PR #20287, opened 2025-02-10
Ruby: Allow to get a file descriptor by a file name

y-yagi:
In Python, users can get a file descriptor by a file name. https://googleapis.dev/python/protobuf/latest/google/protobuf/descriptor_pool.html#google.protobuf.descriptor_pool.DescriptorPool.FindFileByName

This would be useful for sometimes. For example, GRPC Reflection allows to get a proto by file name.
https://github.com/grpc/grpc-proto/blob/483f11e91a30de9c11d65d872c09bc529e94e2ee/grpc/reflection/v1/reflection.proto#L45-L46

This feature would be useful to implement such a case.


y-yagi:
I'm not sure why, but it seems that `safe for tests` label has not worked correctly.

tonyliaoss:
Sorry, I'm giving it another kick. The tag was a bit flakey last week but it seemed to still work on other PRs recently.

JasonLunn (approved):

══════════

> **Activity**: Every record should be output precisely as it was given.

> **Answer below**:
PR #20287, opened 2025-02-10
Ruby: Allow to get a file descriptor by a file name

y-yagi:
In Python, users can get a file descriptor by a file name. https://googleapis.dev/python/protobuf/latest/google/protobuf/descriptor_pool.html#google.protobuf.descriptor_pool.DescriptorPool.FindFileByName

This would be useful for sometimes. For example, GRPC Reflection allows to get a proto by file name.
https://github.com/grpc/grpc-proto/blob/483f11e91a30de9c11d65d872c09bc529e94e2ee/grpc/reflection/v1/reflection.proto#L45-L46

This feature would be useful to implement such a case.


y-yagi:
I'm not sure why, but it seems that `safe for tests` label has not worked correctly.

tonyliaoss:
Sorry, I'm giving it another kick. The tag was a bit flakey last week but it seemed to still work on other PRs recently.

JasonLunn (approved):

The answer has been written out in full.